訓練記録「影②」
うちはグリモワールの別の頁をめくった。指先が、そこで止まる。
SPELL――小規模瞬間移動。
「……」
半径一・五メートル以内。
指定した位置へ、ほぼ瞬間的に移動する術式。
見た瞬間、さっきまで胸に引っかかっていたものが、別の方向へ跳ねた。
「何これ」
声が出た。
「めっちゃええやん」
『あら』
イスシアが、すぐに食いついた。
『それ、失敗したら壁と仲良うなるやつやねぇ』
「やめろや」
『床とも仲良くなれるわよ。運が悪ければ、机とも』
「どれも友達にしたないわ」
マイルズが頁を覗き込む。
「……それを見つけましたか」
「その反応、絶対おもろいやつやん」
「危険な術式です」
「ほら、おもろいやつやん」
「神い様」
その時だけ、マイルズの声から薄い苛立ちが消えた。
「これは、ただ速く動く術式ではございません。まず身体を衝撃耐性の薄い膜で包みます。その上で、エネルジアによって肉体そのものを目的点へ引く。防御と移動を同時に行わなければ、着地時に身体が負けます」
「つまり?」
「先に守らなければ、移動先で壊れます」
「急にわかりやすいな」
わかりやすいけど、怖い。
自分を引っ張る。
身体を丸ごと、見えへん手でぐいっと目的地へ持っていく。
かっこいい。
めちゃくちゃかっこいい。
でも、失敗したら壁にベチャッといく未来も、かなり見える。
うちは茶色い補助外套を見下ろした。

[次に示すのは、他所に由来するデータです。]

PR #254, opened 2022-03-01
get many

### LINKED ISSUE #78: Get multiple keys in a single operation
Similar to https://github.com/lukechilds/keyv/issues/41 but with `.get()` instead of `.delete()`

Pass an array of keys to get in a single operation.

```js
await keyv.get(['key-1', 'key-2', 'key-3']);
```

alphmth:
Fixes #78

### DIFF
--- a/packages/etcd/src/index.js
+++ b/packages/etcd/src/index.js
@@ -65,8 +65,11 @@ class KeyvEtcd extends EventEmitter {
 			.then(values => {
 				const data = [];
 				for (const value of values) {
-				    if (value.value === null) data.push(undefined);
-				    else data.push(value.value);
+					if (value.value === null) {
+						data.push(undefined);
+					} else {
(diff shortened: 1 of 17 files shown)


trevor-scheer:
Hey @alphmth and @jaredwray - I'm digging into a bug that we're running into over here:
https://github.com/apollographql/apollo-utils/issues/166

I'm fairly confident at this point that this isn't `ioredis`'s fault and that the `getMany` implementations introduced here are the problem - returning an empty array in the all-cache-miss case is problematic for us. I'm curious if there was a particular reason it was decided to be that way? It seems like this incurs additional overhead anyway since every `getMany` call has to iterate over the full array to check if it's all cache misses. For our case, an array of `null`s would be preferable.

Would you accept a PR that changes this behavior to remove the special all-cache-miss case?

肘に引っかかったまま、今日も見た目だけ殺している。
ダサい。
重い。
でも、今から壁に会うかもしれんと思うと、急に頼もしい顔し始めるから腹立つ。
「……これ、やる」
「推奨はいたしません」
「じゃあ何で本に載せとんねん」
「載っているものすべてを初日に試すためではございません」
「でも載っとる」
「神い様」
マイルズの声が、また硬くなる。
「一度だけです。条件はこちらで制限します。距離は半歩。速度も落とします。失敗した場合は、即座に中止します」
「半歩て。夢ないな」
「夢より骨を優先してください」
正論や。
正論って、だいたい腹立つ。
気むうが、少し離れた場所からこっちを見ていた。
「……神い」
「何」
「外套」
「わかっとるわ。着るわ」
「ちゃんと」
「うるさいなあ」
うちは渋々、茶色い補助外套を肩へ戻した。
戻した瞬間、見た目のやる気が三段くらい死んだ。
でも、捨てる勇気はない。
ほんま、最悪の信頼関係やな、これ。
マイルズが床に小さな印を二つ置いた。
今いる場所。
半歩先。
たったそれだけ。
たったそれだけやのに、胸の奥がざわつく。
『やるなら、綺麗にやりなさいな』
イスシアが言う。
『半端な移動ほど、見苦しいものはないわ』
「怖い応援やめろ」
うちは息を吸った。
皮膚の外に、薄い膜を探す。
肩。腕。脚。
外套の下。
身体の輪郭ぜんぶ。
守る。
それから、半歩先へ。
引く。
「……行くで」
引いた。
半歩。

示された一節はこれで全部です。